- **Required work**:
Locate the line that contains "Right now all" in the entries below, then repeat it and every following line through the line that contains "PR #1421, opened 2025-01-08", exactly, and no others.

- **Stored items**:
○ ○ ○ ○ ○

Issue #1147, opened 2024-08-14
Improve database utilities to require a transaction / db object


slifty:
Right now all of our database operation functions use the global `db` export instead of taking a db context as a parameter.  This means that the caller is unable to define, for instance, a transaction context when invoking various database transactions.

Let's change the function signatures for all of these operations to require the db context as a parameter.

PR #1421, opened 2025-01-08
Add AuthContext to create / update operations

slifty:
This PR continues the process of updating our db operation utilities to use a generator, and then improving that generator to accept an authentication context.

It also has the generator accept an optional db which means all create / update operations will now support transactions instead of just a few of them.

Related to #1147

### DIFF
--- a/src/database/operations/generators/generateCreateOrUpdateItemOperation.ts
+++ b/src/database/operations/generators/generateCreateOrUpdateItemOperation.ts
@@ -1,0 +1,41 @@
+import { db as defaultDb } from '../../db';
+import type { JsonResultSet } from '../../../types';
+
+// This may seem silly but it is necessary to get all keys of all
+// possible types in the event the type is a Union (e.g. A | B | C)
+type KeysOfUnion<T> = T extends T ? keyof T : never;
+
+/**
+ * Generates a function that will invoke a specific query for data insertion
+ *
+ * @template T - The type of the item being created.
+ * @template I - The type of object to be passed for data insertion.
+ *
+ * @param {string} queryName - The name of the query to execute.
+ * @param {Object} savedAttributes - A list of the attribute names which should be converted to query parameters.
+ *
+ * @returns {Function} A function that takes query parameters, limit, and offset, and returns a promise that resolves to a bundle of entries and total count.
+ */
+ const generateCreateOrUpdateItemOperation =
+	<T, P extends Record<string, unknown>>(
+		queryName: string,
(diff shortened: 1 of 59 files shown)


src/database/operations/generators/generateCreateOrUpdateItemOperation.ts
```diff
@@ -0,0 +1,56 @@
...
+
+import { db as defaultDb } from '../../db';
+import {
+	getIsAdministratorFromAuthContext,
+	getKeycloakUserIdFromAuthContext,
+} from '../../../types';
+import type { AuthContext, JsonResultSet } from '../../../types';
+
+// This may seem silly but simply doing `keyof T` will not account for the possibility of `T` being a union type.
+type KeysOfUnion<T> = T extends T ? keyof T : never;
```
bickelj, line 21: I don't understand but I am not sure I want to either.

src/database/operations/generators/generateCreateOrUpdateItemOperation.ts
```diff
@@ -0,0 +1,56 @@
...
+ * Generates a function that will invoke a specific query for data insertion
+ *
+ * @template T - The type of the item being created.
+ * @template I - The type of object to be passed for data insertion.
+ *
+ * @param {string} queryName - The name of the query to execute.
+ * @param {Object} savedAttributes - A list of the attribute names which should be converted to query parameters.
+ *
+ * @returns {Function} A function that takes query parameters, limit, and offset, and returns a promise that resolves to a bundle of entries and total count.
+ */
```
bickelj, line 11: This comment should be moved to just above the function it describes so that IDEs can make use of it.

bickelj (approved):
A heroic refactoring, thank you!

It is a little jarring every time I see the `null` as the first argument, but as @slifty mentioned earlier, that's the point. Developers need to be aware of whether these functions need the auth context or not. 'Tis important.

I was able to `build`, `lint`, `migrate`, and `start` without issue. I successfully created an opportunity and funder, each of which should call into the new/modified code.

The only change I request is that the doc block be next to the function it describes.

hminsky2002 (approved):
A heroic refactoring indeed, couldn't find any mistakes in here. Excellent work @slifty

src/database/operations/generators/generateCreateOrUpdateItemOperation.ts
slifty: I tried to update the comment to be more useful (but I agree it's better to just close your eyes sometimes when it comes to TypeScript)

○ ○ ○ ○ ○

- **Solution to this task**:
Right now all of our database operation functions use the global `db` export instead of taking a db context as a parameter.  This means that the caller is unable to define, for instance, a transaction context when invoking various database transactions.

Let's change the function signatures for all of these operations to require the db context as a parameter.

PR #1421, opened 2025-01-08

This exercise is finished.